Friday, February 19, 2021

 AWS Athena Table auto partition using 'ALTER TABLE'


Hello Geeks,

Below program is the solution to create automatic Athena table partition by using 'Alter table' command which is much faster than 'MSCK REPAIR' command specially when we dealing with large tables.

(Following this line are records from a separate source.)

PR #1764, opened 2026-09-11
feat: support writing components in TypeScript, with a placeholder OuTree

HendrikThePendric:
### Context

In the not-too-distant future I will be working on a new organisation unit component. This new component would live alongside the existing `OrganisationUnitTree`, because I do not expect it to be a drop-in replacement, but something that apps can adopt/migrate to gradually. I'd like to call the new component `OuTree` and I would like to write it in TypeScript.

This current PR is a prelude to the work on the new `OuTree` component and makes it possible to write UI components in the repo in TypeScript. You will find a new component in this PR already but it is simply a stub to verify that the TypeScript setup works correctly for tests, stories, etc. This package is currently set to private so nothing will get published.

### Description

Partial TypeScript support was present already:
- `cli-app-scripts` already included `@babel/preset-typescript`
- The Jest transform already matched `.tsx`
- `d2-style` already globbed `ts,tsx`

What was missing or providing friction was:
- Type-checking (Babel strips types without checking them) (also runs in CI)
- Declaration output
- ESLint parser
- A few globs and module resolution settings needed to be updated because these only accounted for `.js`
- Relative imports in TypeScript are extensionless (`./ou-tree`), the inverse of the explicit `.js` extensions the JavaScript packages require, so the ESLint rule is flipped for `.ts`/`.tsx` only

I tried to make as much as possible global to the repo:
- The root `tsconfig.json` is the TypeScript project for the whole repo, so components need no tsconfig of their own. Editors resolve it for any `.ts`/`.tsx` file too
- `styled-jsx` ambient declaration is in the project level `typings/` dir
- `yarn typecheck` is a single `tsc --noEmit` over every package. Type-checking is a form of linting, so it works the way linting already does here: one command at the root, no per-package script
- `scripts/build-types.js` emits the declarations. Emit has to happen per package, since each publishes its own types and one `tsc` run writes to one `outDir` — but the script reads the compiler options from the root `tsconfig.json`, so they can't drift from the ones used to type-check
- The global ESLint config has been updated to support TypeScript 
- `generate-api-docs.js` now supports packages without a `src/index.js` and documents TypeScript components (this needed no dependency change since react-docgen 5.4.3 already reads TS prop interfaces).

Each component will still need a few changes to enable TypeScript, but no new files:
- The build script gains `&& node ../../scripts/build-types.js`
- `package.json` type fields — `types` and `exports.types` point at `./build/types/index.d.ts` instead of the hand-written `types/` dir, and `files` drops its `types` entry
- `d2.config.js` entry point becomes `src/index.ts`

#### Instructions for Claude

I also added some instructions for Claude in `components/ou-tree/CLAUDE.md`. I opted to keep this local to the component for 2 reasons:
1. Providing instruction for the entire repo is probably a substantial job and would need to be done by code owners and via some sort of democratic process.
2. The instructions cover conventions that apply inside a TypeScript package, so some/most of the instructions/conventions are different from what we'd see in other components.

#### Fixes for indirectly related issues

- `yarn lint` failed on `master`: generated build output wasn't excluded from Prettier, and a `.gitignore` rule for `API.md` contradicted the fact that all 52 are tracked and updated in feature commits. 
- `build-world.sh` had no `set -e`, so its exit status was only the last command's. Every step was non-blocking, including `yarn build:lib`, and the publish job gates on it — so a broken or missing `build/` could have reached `semantic-release`. Docs and Storybook stay non-blocking on purpose, since shipping component fixes matters more than the docs site building, but they now emit a warning visible in the checks UI. The library build does fail hard, which makes sense: we don't want to ship a broken or missing `build/` 😬 .

#### Not fixed
The docs site is broken on `master` too — Docusaurus rejects the `url` in its config, and a sidebar entry points at a deleted recipe. I've left these alone, because there is no clearly correct fix: the invalid sub-path in `url` is exactly what produced correct canonical URLs for the developer portal, and moving it to `baseUrl` would prefix every asset path and break the Netlify PR preview, which is the only thing that consumes this build.  (The new behaviour of `build-world.sh` is visible on this PR — the docs failure is reported as a warning but the pipeline stays green).

---

### Checklist

-   [x] API docs are generated — and the generator now handles TypeScript components, which it previously skipped
-   [x] Tests were added

---


kabaros (approved):
This look great - I have two comments:
- I don't understand why  components still need their own tsconfig? 
- Instead of d2-style, it'd be great if we move to the [shared configs](https://github.com/dhis2/style-configs) .. that's not necessarily on this PR at all, but I thought it might make some of the boilerplate easier to manage, so maybe worth a quick try.

kabaros (approved):

PR #1765, opened 2026-09-14
chore: migrate from cli-style to the shared style configs

HendrikThePendric:
Implements: N/A — follow-up to the [`style-configs`](https://github.com/dhis2/style-configs) rollout ([LIBS-614](https://dhis2.atlassian.net/browse/LIBS-614))

### Description

Replaces `@dhis2/cli-style` with `@dhis2/config-eslint/react` and `@dhis2/config-prettier` from
[dhis2/style-configs](https://github.com/dhis2/style-configs). That carries **eslint 7 → 9 and flat
config** and **prettier 2 → 3**, and takes eslint 7, husky 7, commitlint 12 and ls-lint out of the
dependency tree.

`cli-style` is being phased out by the extensibility team. Its commitlint, ls-lint and stylelint
configs are still in progress upstream, so commitlint is inlined locally here — as in
[event-visualizer-app#336](https://github.com/dhis2/event-visualizer-app/pull/336).

Two commits are formatting only and can be skipped: `style: reflow markdown list markers`
(45 files) and `style: reformat code` (18 files). The other six touch 26 files.

---

### Implementation choices

**Four rules the shared config leaves off are enabled here**, keeping what cli-style did:

- `import/extensions` — the JS packages publish ESM, where Node does no extension guessing, so
  relative imports need `.js`. TS sources are the inverse (`never`), since TypeScript resolves
  extensionless.
- `import/no-unresolved` — off upstream over a resolver issue this repo does not hit.
- `react/react-in-jsx-scope` + `react/jsx-uses-react` — off upstream via `jsx-runtime`.
  `@dhis2/cli-app-scripts` runs `@babel/preset-react` in classic mode, so JSX compiles to
  `React.createElement` and a missing import fails at runtime rather than at build time. The second
  rule stops `no-unused-vars` flagging the import the first one requires.

The shared config's ignores are app-shaped as well (`./*.js`, and `src/`-scoped globs that never
match `components/*/src`), so this repo's list replaces them and re-includes the root config files.

**Other points to take note of:**

- The 62 hand-written `.d.ts` files stay unlinted, as before this PR. Linting them costs ~350
  errors, 277 of them `react/no-unused-prop-types` reading type declarations as components.
- `react/no-object-type-as-default-prop` and `react-hooks/static-components` are off for stories
  only — both concern re-render churn in shipped components.
- eslint stays on 9: eslint-plugin-import and eslint-plugin-react do not support 10 yet
  ([#3230](https://github.com/import-js/eslint-plugin-import/pull/3230),
  [#3979](https://github.com/jsx-eslint/eslint-plugin-react/pull/3979)).
- `@commitlint/cli` is on v20 rather than v21, which needs node ≥ 22.12.
- Node is pinned to `24.x` rather than `lts/*`, so node 26 becoming LTS on 2026-10-28 does not move
  CI on its own.
- Prettier 3 sets markdown list-marker spacing at one space and exposes no option for it, hence the
  45-file commit.

---

### New mechanisms

- **`commitlint.config.mjs` at the root.** Both commit jobs used to require `@dhis2/cli-style` at
  runtime to locate their config. `.mjs` is the filename both actions look for by default, so that
  lookup step is gone rather than moved. `lint-pr-title` also replaces
  `pull-request-name-linter-action`, pinned to the removed node12 runtime, with commitlint reading
  the title from `env:` — it is untrusted input.
- **Plain git hooks.** They sourced a husky shim that never existed here: nothing installs it and
  `core.hooksPath` is unset, so neither has run on a fresh clone. They are dependency-free now.
- **`yarn lint` is `eslint . && prettier --check .`**, and `format` the equivalent, replacing the
  four `d2-style` scripts. `build-world.sh` formats build output directly.

---

### Behaviour changes

- Prettier now also covers `.css`/`.scss`, which `d2-style`'s `*.{md,json,yml,html}` pattern did
  not. One file was reformatted.
- `eslint.config.mjs` is linted; the shared config ignores `eslint.config*` by default.
- Node 20 reached end of life on 2026-04-30, so `node-version: 20.x` pinned every job to an
  unsupported runtime. Moving also satisfies `@eslint/core` and `eslint-visitor-keys`, which want
  `^20.19.0 || ^22.13.0 || >=24`.
- The `@typescript-eslint/parser` pin and the `typescript ~5.5.4` ceiling added in #1764 are gone.
  `typescript-eslint` v8 supersedes both, and disables `no-undef`, `no-redeclare` and
  `no-dupe-class-members` for `.ts`/`.tsx` — the set that was being worked around there.

---

### Known issues

None.

---

### Checklist

- [x] API docs are generated — unchanged; `build:api` runs clean
- [x] Tests were added — none needed; the existing 976 pass
- [x] Storybook demos were added — n/a

---

### Verification

All green: `yarn lint` (0 errors; the 10 remaining warnings are pre-existing
`react-hooks/exhaustive-deps`), `CI=true yarn lint`, which adds `import/no-cycle` and
`import/no-self-import`, `yarn typecheck` on TypeScript 5.9.3, `yarn test` (126 suites, 976
passed), and `build:lib` + `build:api` + the storybook build. CI passes too, including all seven
e2e shards.

Commitlint was checked differentially: across 150 commits of master, v20 and the v12 `cli-style`
bundles accept and reject the same set.

🤖 Generated with [Claude Code](https://claude.com/claude-code)

[LIBS-614]: https://dhis2.atlassian.net/browse/LIBS-614?atlOrigin=eyJpIjoiNWRkNTljNzYxNjVmNDY3MDlhMDU5Y2ZhYzA5YTRkZjUiLCJwIjoiZ2l0aHViLWNvbS1KU1cifQ


kabaros (approved):

.hooks/pre-commit
```diff
@@ -1,4 +1,20 @@
 #!/bin/sh
-. "$(dirname "$0")/_/husky.sh"
+set -e
 
-yarn d2-style check --staged
+staged_files_without_deletions() {
```
kabaros, line 4: I normally use lint-staged here .. maybe we could discuss what approach to take in general and standardise, but happy with this if it works

Issue #437, opened 2024-01-11
co-locate as much API usage documentation with OpenAPI spec and thus on Swagger display


dwinston:

dwinston:
e.g. migrate content from https://github.com/microbiomedata/NMDC_documentation/blob/main/docs/howto_guides/api_gui.md to this repo

PeopleMakeCulture:
PR: https://github.com/microbiomedata/nmdc-runtime/pull/455

PeopleMakeCulture:
TODO: @PeopleMakeCulture to make PR to https://github.com/microbiomedata/NMDC_documentation/blob/main/docs/howto_guides/api_gui.md 

- [ ] add API version 
- [ ] remove documentation for old endpoints
- [ ] invite/request documentation on new endpoints (eg find/data_objects/study/study_id)

dwinston:
@PeopleMakeCulture #455 was merged. Can this issue be closed?

PeopleMakeCulture:
I'd like to keep it open as a reminder to monitor a couple loose ends (in checklist above)

PR #455, opened 2024-01-24
437 co-locate API usage documentation on SwaggerUI 

PeopleMakeCulture:
Pull end-user documentation from [How To Guides](https://github.com/microbiomedata/NMDC_documentation/blob/main/docs/howto_guides/api_gui.md) directly into Swagger UI

See: https://github.com/microbiomedata/nmdc-runtime/issues/437


dwinston (approved):
seems fine. will be good to have @brynnz22 look over this on api-dev.

brynnz22:
@dwinston can you link the dev api so I can look? I'm not sure how to access it.

brynnz22:
Thanks @dwinston . Its great how the documentation is incorporated. The only thing I noticed is there is a weird icon next to the `next_page_token` in the table for the metadata endpoints and also for the `next_cursor` for the find endpoints. I think its from the image in the doc I wrote that isn't translating. Can that be removed somehow from the GUI?

dwinston:
@brynnz22 is your last comment/question still applicable? I don't see any weird icon -- maybe I'm looking in the wrong place. Can you please attach a screenshot of the issue if it's still an issue?

brynnz22:
@dwinston yes, the icon is still there. Its in `Description` column of both for `page_token` row of the Metadata endpoint documentation drop down. And its in the `Description` column of the `cursor` row of the Find endpoint documentation dropdown. It looks like an image icon that is not being properly being pulled in.

PR #465, opened 2024-01-31
Fix inaccurate comment in migration instructions

eecavanna:
### Summary of changes

- Updated a statement that incorrectly said the origin server was typically local (not true) and the transformer server is typically remote (not true); to say the opposite.


eecavanna:
I'm OOO today. I wanted to submit this fix ASAP because other people may be using this Notebook soon and I thought they would be confused by the inaccuracy. I am ready for this branch to be merged into `main`.

pkalita-lbl (approved):

PR #500, opened 2024-03-26
fix: remove unused file

dwinston:
thanks @eecavanna

# Description

> Eric: I was surprised to see there is a nmdc.schema.json file in there. At a glance, it looks to me like a copy of the JSON Schema version of the NMDC schema, but it hasn't been updated (there) since it was first committed (some time last year). Is that being used by anything? Maybe it was used temporarily during early development and preserved in the repo by accident.

> Donny: re: 1 -- yes, this was preserved by accident. The schema is loaded from the installed package, e.g. https://github.com/microbiomedata/nmdc-runtime/blob/v1.4.2/nmdc_runtime/minter/config.py#L17 to source typecodes.

## Type of change

# How Has This Been Tested?

Inspection.

# Checklist:

n/a


eecavanna (approved):
Looks good to me. Thanks for removing this file.

PR #565, opened 2024-06-19
Configure GitHub Actions to push container image to GitHub Container Registry (in addition to Docker Hub)

eecavanna:
# Description

In this branch, I updated a GitHub Actions workflow so that, when it builds a container image and pushes it to Docker Hub, it also pushes a copy to GitHub Container Registry. That will make `nmdc-runtime` work more similarly to other NMDC products/applications (i.e. `nmdc-server`, `nmdc-edge`, and `nmdc-aggregator`).

Fixes #564 

## Type of change

Please delete options that are not relevant.

- [ ] Bug fix (non-breaking change which fixes an issue)
- [x] New feature (non-breaking change which adds functionality)
- [ ] Breaking change (fix or feature that would cause existing functionality to not work as expected)
- [ ] This change requires a documentation update

# How Has This Been Tested?

It has not been tested yet. The final test will be whether Runtime package(s) appear at https://github.com/orgs/microbiomedata/packages once this new GHA workflow runs.

**Configuration Details**: none

# Checklist:

- [ ] My code follows the style guidelines of this project (have you run `black nmdc_runtime/`?)
- [x] I have performed a self-review of my code
- [x] I have commented my code, particularly in hard-to-understand areas
- [ ] I have made corresponding changes to the documentation (in `docs/` and in <https://github.com/microbiomedata/NMDC_documentation/>?)
- [ ] I have added tests that prove my fix is effective or that my feature works, incl. considering downstream usage (e.g. <https://github.com/microbiomedata/notebook_hackathons>) if applicable.
- [ ] New and existing unit and functional tests pass locally with my changes (`make up-test && make test-run`)

PR #566, opened 2024-06-19
Authenticate as workflow triggerer instead of as repo owner

eecavanna:
This is an attempt to fix the HTTP 403 Forbidden error that occurred in this [GHA workflow run](https://github.com/microbiomedata/nmdc-runtime/actions/runs/9587845790/job/26438682126), which was triggered by the merging of PR https://github.com/microbiomedata/nmdc-runtime/pull/565.

```fortran
Error: buildx failed with: ERROR: failed to solve: failed to push ghcr.io/microbiomedata/nmdc-runtime-fastapi:main: failed commit on ref "manifest-sha256:***": unexpected status from PUT request to https://ghcr.io/v2/microbiomedata/nmdc-runtime-fastapi/manifests/sha256:***: 403 Forbidden
```

In this branch, I configured the GHA workflow step to authenticate with GHCR as the user triggering the workflow instead of as the repository owner. This makes it consistent with how it is done in [nmdc-server](https://github.com/microbiomedata/nmdc-server/blob/b0a10482a409167e2315c081706ecc35a8ba8816/.github/workflows/deploy.yml#L49) and [nmdc-edge](https://github.com/microbiomedata/nmdc-edge/blob/46139ee56ec05ae9898af5520522ce372c994725/.github/workflows/build-and-push-image.yml#L18) (it works in those repo)—instead of consistent with the [Docker documentation](https://docs.docker.com/build/ci/github-actions/push-multi-registries/) (which I had never tried before).

### DIFF
--- a/.github/workflows/build-and-release-to-spin.yml
+++ b/.github/workflows/build-and-release-to-spin.yml
@@ -65,11 +65,12 @@ jobs:
           password: ${{ secrets.DOCKERHUB_TOKEN }}
 
       # Reference: https://docs.docker.com/build/ci/github-actions/push-multi-registries/
+      # Reference: https://docs.github.com/en/actions/learn-github-actions/contexts#github-context
       - name: Login to GitHub Container Registry
         uses: docker/login-action@v3
         with:
           registry: ghcr.io
-          username: ${{ github.repository_owner }}
+          username: ${{ github.actor }}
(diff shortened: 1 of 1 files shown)


eecavanna:
Merging without review. This is an attempt to fix GitHub Actions and is not trivial for me to test by means other than merging into `main`.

Using AWS Lambda function(server-less solution) and DynamoDB (for storing latest partition information).

So, Lets' start..

first we will create Dynamo Table:

It's very straight forward, goto AWS dynamodb console, Create DynamoDB table.

> Table name* -> xxxxx  <this table name we have to provide as lamda env variable

> Primary key* 

    -> tab_name  -> String <put any string like test><this column I am using as Primary key> 

> day -> Number (put default 0)

> month -> Number (put default 0)

> Year -> Number (put default 0)

 --------------------------------------------

>AWS Lambda function 

>Function name: any

> runtime: python 3.7

> IAM role required: AmazonAthenaFullAccess, CloudWatchFullAccess,AmazonS3FullAccess or Athena Query Result Directory access

 

--------------

import boto3
import os
import _datetime
from botocore.exceptions import ClientError

#define client object
athena_client=boto3.client('athena')
dynamodb=boto3.resource('dynamodb')

#Environment Variables
athena_table_str=os.environ['ATHENA_TABLES']
athena_table_list=list(athena_table_str.split(','))
athena_db_name=os.environ['ATHENA_DB_NAME']
query_output=os.environ['QUERY_OUTPUT']
delta=int(os.environ['DELTA'])
dynamo_table_name=str(os.environ['DYNAMO_TABLE_NAME'])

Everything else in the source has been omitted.